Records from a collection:
PR #767, opened 2024-06-25
Shutdown executors created by RFS LeaseExpireTrigger and KafkaTrafficCaptureSource

gregschohn:
Both of those classes used the DefaultThreadFactory, which uses daemon threads, which will keep a process alive even after main() has finished.

### Description

* Category Bug fix
* Why these changes are required? Even due to top-level exceptions and main returning, processes could hang indefinitely as the process would wait for daemon threads to finish (which would never happen).
* What is the old behavior before changes and new behavior after changes? RfsMigrateDocuments would hang when run from gradle or a container.  Nowe it won't

### Issues Resolved
https://opensearch.atlassian.net/jira/software/c/projects/MIGRATIONS/boards/1?selectedIssue=MIGRATIONS-1809

### Testing
manual testing and existing tests from the build.  New tests are necessary, but that will be follow-up work (see [Jira task](https://opensearch.atlassian.net/jira/software/c/projects/MIGRATIONS/boards/1?selectedIssue=MIGRATIONS-1809))

### Check List


chelma:
I'm currently working on the testing for this change.

chelma (approved):
Thanks, Greg!

TrafficCapture/trafficReplayer/src/main/java/org/opensearch/migrations/replay/kafka/KafkaTrafficCaptureSource.java
```diff
@@ -95,6 +98,7 @@ public KafkaTrafficCaptureSource(@NonNull RootReplayerContext globalContext,
         this.behavioralPolicy = behavioralPolicy;
         kafkaConsumer.subscribe(Collections.singleton(topic), trackingKafkaConsumer);
         kafkaExecutor = Executors.newSingleThreadExecutor(new DefaultThreadFactory("kafkaConsumerThread"));
+        isClosed = new AtomicBoolean(false);
```
peternied, line 101: Nit; join declare and assignment into a single line

TrafficCapture/trafficReplayer/src/main/java/org/opensearch/migrations/replay/kafka/KafkaTrafficCaptureSource.java
```diff
@@ -33,6 +33,8 @@
 import java.util.concurrent.ExecutionException;
 import java.util.concurrent.ExecutorService;
 import java.util.concurrent.Executors;
+import java.util.concurrent.RejectedExecutionException;
```
peternied, line 36: Nit: Looks like an unused import

peternied (approved):
Since this is mostly declarative doesn't seem like a test is needed.

Was the underlying problem that the process won't exit because there were outstanding thread pools - seems like that doesn't need a full setup/teardown to verify, but thanks for the follow up task.

AndreKurait (approved):

gregschohn:
> Since this is mostly declarative doesn't seem like a test is needed.
> 
> Was the underlying problem that the process won't exit because there were outstanding thread pools - seems like that doesn't need a full setup/teardown to verify, but thanks for the follow up task.

I agreed with that concept when I first wrote FullTest.  Making sure that processes die is a critical component to this system's design (and same for the capture proxy and replayer).  Since we got into trouble from an unknown, it seems prudent to put a functional test in place now.  Sure, we could verify that there aren't any more daemon threads, etc - but there could be other gotchas, maybe even in native code from a dependency, so running a full-scale, "does the process terminate task", while pedantic, should give us more peace of mind & will help us to find what might otherwise be tricky issues to track down.

PR #769, opened 2024-06-26
Bugfixes in RFS work coordination update queries to claim leases

gregschohn:
The easy one which probably wasn't ever causing issues is to convert 409 conflict responses immediately to a VERSION_CONFLICT result rather than waiting to parse the response body (& possibly be surprised). The other was to set the operation to noop for the update_by_query result when the conditional checks (like whether the new expiration is > the old expiration).  That removes a big (& only?) pressure where the subsequent call to get the assigned document would return 0 results - which made sense since no document was actually updated, even though the update_by_query reported that one was.

### Description

* Category Bug fix
* Why these changes are required?  To make sure that we're making forward progress on work assignments and not creating unnecessary noise.
* What is the old behavior before changes and new behavior after changes? We'd get lots of assertions that allegedly updated documents couldn't be found.  Now we don't check because we won't falsely mark them as being updated.

### Issues Resolved
https://opensearch.atlassian.net/jira/software/c/projects/MIGRATIONS/boards/1?assignee=63d1918f69c7ae3958d1f57f&selectedIssue=MIGRATIONS-1810

### Testing
Ran through the FullTest, observing none of the "The query for the assigned work document returned 0" errors.  The test still doesn't assert that that shouldn't happen though.

### Check List


RFS/src/main/java/com/rfs/cms/OpenSearchWorkCoordinator.java
```diff
@@ -400,6 +402,9 @@ UpdateResult assignOneWorkItem(long expirationWindowSeconds) throws IOException
 
         var response = httpClient.makeJsonRequest(POST_METHOD,  INDEX_NAME + "/_update_by_query?refresh=true&max_docs=1",
                 null, body);
+        if (response.getStatusCode() == 409) {
+            return UpdateResult.VERSION_CONFLICT;
```
AndreKurait, line 406: I think we need to check for resultTree['noop'] > 0 on the below elseIf

gregschohn: Thanks - addressed in the latest commit (if I understood the concern)

AndreKurait (approved):
Thanks for this! I deployed this within my AWS Environment and seeing it resolved my issues with concurrency

peternied:
> Failing after 1s — 4.00% of diff hit (target 68.51%)

Nothing is calling that code that is changed, can we add some validation since there are some clear off-by-one errors possible?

Aim of the task —
The lines needed are those in the data above that hold the string "opened"; copy each of them.

Task output —
PR #767, opened 2024-06-25
PR #769, opened 2024-06-26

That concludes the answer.